--- Task inputs Enclosed Below ---

Issue #2509, opened 2020-05-08
docs: Terminate TLS at AWS NLB


stevesloka:
Need to update docs to show how to use an AWS NLB and terminate TLS there, then proxy traffic to Contour running behind the NLB.

_Originally posted by @stevesloka in https://github.com/projectcontour/contour/issues/2441#issuecomment-625853628_

geoffcline:
Hi from AWS 👋 I'm taking a look

youngnick:
I'll assign this to you for now @geoffcline, please ping us with any updates!

xaleeks:
Seems this is done, going to close it out

PR #3655, opened 2021-05-10
add guide for AWS NLB TLS termination

geoffcline:
projectcontour/contour: add guide for AWS NLB TLS termination

Add a new page to the guide section. The page describes the advantages of configuring an AWS NLB to handle TLS termination, and the steps required. 

Updates #2509 

Signed-off-by: Geoffrey Cline <gcline@amazon.com>


stevesloka (commented):
Overall looks great to me @geoffcline! One quick question though, is the Route53 bit a hard requirement? Can I just CNAME my domain to the NLB dns name?

geoffcline:
that's a good question @stevesloka -- the domain needs to be validated before generating the certificate in ACM. I'll add a note clarifying that the requirement is the verification process in ACM **or** the domain registered with Route 53. 

Thanks! -Geoffrey

geoffcline:
updated guidance on DNS services!

it looks like the tests are failing because the new URL of the added page (https://projectcontour.io/guides/deploy-aws-tls-nlb/) is currently returning a 404 from the live server? am I understanding that right? any guidance?

stevesloka:
> the domain needs to be validated before generating the certificate in ACM. 

Ahh that's right, forgot about that part! =)

> it looks like the tests are failing because the new URL of the added page (https://projectcontour.io/guides/deploy-aws-tls-nlb/) is currently returning a 404 from the live server

Yup, that will forever fail until the url exists. We have an open issue somewhere to fix this and test against the preview url but just haven't yet implemented that yet.

stevesloka (approved):
/lgtm Thanks for adding this @geoffcline!! 🎉

youngnick (approved):
This looks great @geoffcline, thanks very much!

--- End of Enclosed Task inputs ---

[What is needed]
Copy every record precisely, omitting nothing.

[Finished exercise]
Issue #2509, opened 2020-05-08
docs: Terminate TLS at AWS NLB


stevesloka:
Need to update docs to show how to use an AWS NLB and terminate TLS there, then proxy traffic to Contour running behind the NLB.

_Originally posted by @stevesloka in https://github.com/projectcontour/contour/issues/2441#issuecomment-625853628_

geoffcline:
Hi from AWS 👋 I'm taking a look

youngnick:
I'll assign this to you for now @geoffcline, please ping us with any updates!

xaleeks:
Seems this is done, going to close it out

PR #3655, opened 2021-05-10
add guide for AWS NLB TLS termination

geoffcline:
projectcontour/contour: add guide for AWS NLB TLS termination

Add a new page to the guide section. The page describes the advantages of configuring an AWS NLB to handle TLS termination, and the steps required. 

Updates #2509 

Signed-off-by: Geoffrey Cline <gcline@amazon.com>


stevesloka (commented):
Overall looks great to me @geoffcline! One quick question though, is the Route53 bit a hard requirement? Can I just CNAME my domain to the NLB dns name?

geoffcline:
that's a good question @stevesloka -- the domain needs to be validated before generating the certificate in ACM. I'll add a note clarifying that the requirement is the verification process in ACM **or** the domain registered with Route 53. 

Thanks! -Geoffrey

geoffcline:
updated guidance on DNS services!

it looks like the tests are failing because the new URL of the added page (https://projectcontour.io/guides/deploy-aws-tls-nlb/) is currently returning a 404 from the live server? am I understanding that right? any guidance?

stevesloka:
> the domain needs to be validated before generating the certificate in ACM. 

Ahh that's right, forgot about that part! =)

> it looks like the tests are failing because the new URL of the added page (https://projectcontour.io/guides/deploy-aws-tls-nlb/) is currently returning a 404 from the live server

Yup, that will forever fail until the url exists. We have an open issue somewhere to fix this and test against the preview url but just haven't yet implemented that yet.

stevesloka (approved):
/lgtm Thanks for adding this @geoffcline!! 🎉

youngnick (approved):
This looks great @geoffcline, thanks very much!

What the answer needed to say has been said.